Anyway. Done with work. Leaving India tomorrow morning and taking a quick vacation for four nights over here. More updates on that soon.

Zine(s)

xenocide

I published another zine last week. It’s a bit of a throwaway thing, an experiment, an attempt to get back to writing. I deliberately did not make this something I would try to sell or distribute. I wanted to focus solely on writing and producing something that would take my focus and time. If my writing was running and this was a couch-to-marathon thing, this zine was like getting off the couch and walking around the block. And it worked well.

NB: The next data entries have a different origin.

PR #885, opened 2024-08-30
:wastebasket: [EventMapScreen] Since it is implemented in KmpFeaturePlugin, there is no need to implement it here, so we will remove it.

Corvus400:
## Issue
- None.

## Overview (Required)
- There was an unnecessary implementation in Gradle, so I deleted it.


feature/profilecard/src/commonMain/kotlin/io/github/droidkaigi/confsched/profilecard/ProfileCardScreen.kt
```diff
@@ -840,10 +840,9 @@ internal fun CardScreen(
                             text = stringResource(ProfileCardRes.string.edit),
                             modifier = Modifier.padding(8.dp),
                             style = MaterialTheme.typography.labelLarge,
-                            color = Color.Black
+                            color = Color.Black,
```
Corvus400, line 843: As with other PRs, there is code in the master that has not been detected.

takahirom (approved):
Thanks 👍

PR #893, opened 2024-08-31
:wrench: [ShareableCardContent] Fixed so that profile photos are always output at a fixed size, regardless of the device's resolution, portrait or landscape orientation.

### LINKED ISSUE #890: On devices with a small width, the shared image in the profile card will be something unintended.
- The video that ran on the SmallPhone emulator is as follows.
- As you can see in the video, the cards will be separated if you use portrait mode.
In Landscape mode, it probably looks fine.

SmallPhone Portrait | SmallPhone Landscape
:--: | :--:
<video src="https://github.com/user-attachments/assets/278f6d34-d1b6-49cc-b81e-3babebb0c9aa" width="300" > | <video src="https://github.com/user-attachments/assets/b0aa9a75-31fe-4195-a8ad-e6c9e1084e33" width="300" >

- For now, if you reduce the horizontal padding by 20.dp, the noticeable display distortion will disappear.

https://github.com/DroidKaigi/conference-app-2024/blob/53f341822fd0f4a128db83648e805d75156c7f2a/feature/profilecard/src/commonMain/kotlin/io/github/droidkaigi/confsched/profilecard/component/ShareableCard.kt#L94

- However, since ShareableCardContent is dependent on the width and height of the device, this kind of workaround will not work for devices with a smaller width than SmallPhone.

- It is probably difficult to deal with problems like this without a way to display images of a fixed size (1,200px wide and 630px tall) on any device.

Corvus400:
## Issue
- close #890

## Overview (Required)
- Until now, the size of the image output by the profile card has varied depending on the resolution of the device each person is using.
- By incorporating this change to the repository, the image will be output at the size and position as designed, regardless of the resolution of the device or whether it is in portrait or landscape mode.

## Links
- https://www.figma.com/design/XUk8WMbKCeIdWD5cz9P9JC/DroidKaigi-2024-App-UI?node-id=58136-36586&t=JyZS9Bhf38VcrbFM-4

Small Phone | Pixel 7 Pro
:--: | :--:
 | 

Pixel 2 | Pixel 3a
:--: | :--:
 | 

Pixel 3 XL | Pixel 8 Pro
:--: | :--:
 |

### DIFF
--- a/feature/profilecard/src/commonMain/kotlin/io/github/droidkaigi/confsched/profilecard/component/ShareableCard.kt
+++ b/feature/profilecard/src/commonMain/kotlin/io/github/droidkaigi/confsched/profilecard/component/ShareableCard.kt
@@ -106,7 +106,7 @@ private fun ShareableCardContent(
                 width = with(density) { widthPx.toDp() },
                 height = with(density) { heightPx.toDp() },
             )
-            .background(LocalProfileCardTheme.current.primaryColor)
+            .background(LocalProfileCardTheme.current.primaryColor),
     ) {
         Box(modifier = Modifier.padding(vertical = 30.dp)) {
             backImage?.let {
--- a/feature/profilecard/src/commonMain/kotlin/io/github/droidkaigi/confsched/profilecard/component/ShareableCard.kt
+++ b/feature/profilecard/src/commonMain/kotlin/io/github/droidkaigi/confsched/profilecard/component/ShareableCard.kt
@@ -92,10 +92,10 @@ private fun ShareableCardContent(
     val heightPx = 630
     val cardWidthPx = 300
     val cardHeightPx = 380
-    val offsetXBackPx = 140f
-    val offsetYBackPx = 75f
-    val offsetXFrontPx = -140f
-    val offsetYFrontPx = -75f
+    val offsetXBackPx = 148f
+    val offsetYBackPx = 76f
+    val offsetXFrontPx = -136f
+    val offsetYFrontPx = -61f
 
     val density = LocalDensity.current
 
@@ -134,7 +134,7 @@ private fun ShareableCardContent(
                             x = with(density) { offsetXFrontPx.toDp() },
                             y = with(density) { offsetYFrontPx.toDp() },
                         )
-                        .rotate(-10f)
+                        .rotate(-12.2f)
                         .size(
                             width = with(density) { cardWidthPx.toDp() },
                             height = with(density) { cardHeightPx.toDp() },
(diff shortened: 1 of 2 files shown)


feature/profilecard/src/commonMain/kotlin/io/github/droidkaigi/confsched/profilecard/component/ShareableCard.kt
```diff
@@ -86,31 +88,57 @@ private fun ShareableCardContent(
...
+    val offsetYBackPx = 75f
+    val offsetXFrontPx = -140f
+    val offsetYFrontPx = -75f
+
+    val density = LocalDensity.current
+
+    Box(
+        contentAlignment = Alignment.Center,
+        modifier = modifier
+            .requiredSize(
```
Corvus400, line 105: - On small devices like the SmallPhone, the resolution will be smaller than the specified size, so even if you specify 1200, the width will be adjusted to 720.
- So, we use requiredSize to ignore the width of the device and force the width to be 1200.

feature/profilecard/src/commonMain/kotlin/io/github/droidkaigi/confsched/profilecard/component/ShareableCard.kt
```diff
@@ -86,31 +88,57 @@ private fun ShareableCardContent(
...
 ) {
-    Box(modifier = modifier) {
-        Box(
-            contentAlignment = Alignment.Center,
-            modifier = Modifier
-                .background(LocalProfileCardTheme.current.primaryColor)
-                .padding(vertical = 50.dp, horizontal = 120.dp),
-        ) {
+    val widthPx = 1200
+    val heightPx = 630
```
Corvus400, line 92: スクリーンショット 2024-08-31 10 06 40

feature/profilecard/src/commonMain/kotlin/io/github/droidkaigi/confsched/profilecard/component/ShareableCard.kt
```diff
@@ -86,31 +88,57 @@ private fun ShareableCardContent(
...
+    val cardWidthPx = 300
+    val cardHeightPx = 380
```
Corvus400, line 94: スクリーンショット 2024-08-31 10 06 48

feature/profilecard/src/commonMain/kotlin/io/github/droidkaigi/confsched/profilecard/component/ShareableCard.kt
```diff
@@ -86,31 +88,57 @@ private fun ShareableCardContent(
...
+    val offsetXBackPx = 148f
+    val offsetYBackPx = 76f
+    val offsetXFrontPx = -136f
+    val offsetYFrontPx = -61f
```
Corvus400, line 98: There was a slight discrepancy between the figures, so I adjusted the values.
The result of the superimposition is as follows.
Now it is almost impossible to notice the discrepancy with the naked eye.

OGP | Overlay | Exported image
:--: | :--: | :--:
<video src="https://github.com/user-attachments/assets/76d8b8cd-cc3a-4de8-8942-44bfeb352258" width="300" > | <video src="https://github.com/user-attachments/assets/7ffde196-7c23-4e03-ace6-4775b80e7639" width="300" > | <video src="https://github.com/user-attachments/assets/80b90812-aa57-45ea-b664-267f148cf22e" width="300" >

takahirom (approved):
Looks great! Thank you for your detailed pull request.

I like making zines. I think one of my biggest distractions with writing is focusing too much on what sells, what people want, what’s expected of a book. Also, working on a book takes forever and I don’t get feedback until sometimes years after I write something. Making zines just for the sake of making zines alleviates both of these. Back when I first got free access to photocopiers at my corporate job in 1995, I started Air in the Paragraph Line so I could copy dumb stories and mail them for free to a dozen or two friends. I didn’t care about the layout or the format or anything else, because I wasn’t trying to get stuff in Barnes and Noble. At the apex of this, I was putting out a zine every month, and I loved doing that. I would drop off a big box of envelopes at the PO, and within a week, people were emailing me, telling me what they liked.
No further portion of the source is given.